(Stored data)
PR #189, opened 2020-08-12
Add Ceramic Document Id

oed:
Adds an entry for Ceramic Document Ids, as `0xce`. I think this would be a `namespace`, but let me know if it should be something different!

See how it's used: https://github.com/ceramicnetwork/CIP/issues/59

### DIFF
--- a/table.csv
+++ b/table.csv
@@ -65,6 +65,7 @@ bitcoin-tx,                     ipld,           0xb1,           Bitcoin Tx
 bitcoin-witness-commitment,     ipld,           0xb2,           Bitcoin Witness Commitment
 zcash-block,                    ipld,           0xc0,           Zcash Block
 zcash-tx,                       ipld,           0xc1,           Zcash Tx
+docid,                          namespace,      0xce,           Ceramic Document Id
 stellar-block,                  ipld,           0xd0,           Stellar Block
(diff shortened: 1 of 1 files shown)


oed:
Ping, any blockers here?

vmx (approved):
Thanks for pinging, it slipped my attention.

Sounds good to me, I'd like to have one more approval from @rvagg or @Stebalien before merging.

rvagg:
@oed would it be a problem for this to be in the two-byte range rather than taking up another slot in the quickly-filling-up single byte range? We're trying to push newer entries down in the table unless there's good reason for something to be that short, because of the space premium at the top.

oed:
@rvagg Every update made to a ceramic document needs to contain the document id currently. Trimming one byte of the DocID would definitely be preferable!

vmx:
It is already in the two-byte range as it is > `0x80`. The bytes in the list are the raw identifiers, and not the varints.

oed:
Right, my bad. I guess I'd be fine with this.

rvagg (approved):

vmx:
@oed Please rebase once more and I'll merge it right after.

oed:
@vmx done!

PR #332, opened 2023-07-29
Add LBRY protocol

ben221199:
This pull request adds a multiaddr for the LBRY network protocol, as described at https://lbry.tech/spec.


table.csv
```diff
@@ -54,6 +54,7 @@ leofcoin-pr,                    ipld,           0x83,           draft,      Leof
 sctp,                           multiaddr,      0x84,           draft,
 dag-jose,                       ipld,           0x85,           draft,      MerkleDAG JOSE
 dag-cose,                       ipld,           0x86,           draft,      MerkleDAG COSE
+lbry,                           multiaddr,      0x8c,           draft,      LBRY Address
```
Stebalien, line 57: This should likely be in the `namespace` category, not the `multiaddr` category. Like swarm, ipfs, ipld, zeronet, dnslink, etc.

ben221199: I see that `ipfs` and `ipns` also use `namespace` type indeed, so I should change it for that consistancy, but what is actually the difference between the two? I mean, both `multiaddr`s like `ip4` and `namespace`s like `ipfs` are some sort of address that is used in the `/<name>/<optionalValue>` form? Is there any Multiformats documentation that describes the different types?

Stebalien: See https://github.com/multiformats/multiaddr/pull/161#issuecomment-1657199288.

Basically, multiaddr is specifically for addressing "endpoints" and it's designed to be recursive. I.e., speak protocol X over protocol Y over protocol Z.

Stebalien: Basically, a multiaddr is a set of instructions for _how_ to connect to some endpoint (which is why we use it in libp2p). Here it looks like you want a namespace for naming content.

ben221199: So actually, I mistook the `/<name>/<optionalValue>` format for being `multiaddr` specific, and that format is actually `namespace` specific, but because `multiaddr` is a `namespace`, `namespace` and `multihash` are a `multicodec`, and `multicodec` and `multibase` are `multiformats`, it actually makes sense that `multiaddr` uses the same format?

image

I think as Multiformats community we should really think through about the types, registries and the hierarchy of all those types and registries, because even for me it becomes to start confusing. Only for `multibase` it is clear at the moment.

I wanted to make an issue on https://github.com/multiformats/multiformats, but I see I already did that a while ago: https://github.com/multiformats/multiformats/issues/63. We can continue the discussion there.

For now, I just will change the `tag` of `lbry` to `namespace` to follow the others, because I simply want this thing registered.

Stebalien: Oh, I totally agree. I actually want to reorganize it all into a single "multipath" spec where all of these are defined as `<varint-encoded-multicodec><arbitrary-data>` (that's effectively what we have anyways).

Really, "namespace" is just the most general usage of multicodecs. It's the "everything else" category for when you need a way to prefix some form of "name" but it doesn't fit into any of the other categories.

ben221199:
Changed tag from `multiaddr` to `namespace`. I think it is fine now.

table.csv
ben221199: Yeah, lets see what the future brings us.

ben221199:
Can it be merged, @rvagg?

vmx (approved):
As @Stebalien already reviewed this and I had a quick look I dare to approve and merge it.

ben221199:
Thanks @vmx. I would be happy to see it merged. 😃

**YOUR ASSIGNMENT:** Pull out the lines above in which the word "different" appears.

**REPLY TO THE EXERCISE:**
Adds an entry for Ceramic Document Ids, as `0xce`. I think this would be a `namespace`, but let me know if it should be something different!
ben221199: I see that `ipfs` and `ipns` also use `namespace` type indeed, so I should change it for that consistancy, but what is actually the difference between the two? I mean, both `multiaddr`s like `ip4` and `namespace`s like `ipfs` are some sort of address that is used in the `/<name>/<optionalValue>` form? Is there any Multiformats documentation that describes the different types?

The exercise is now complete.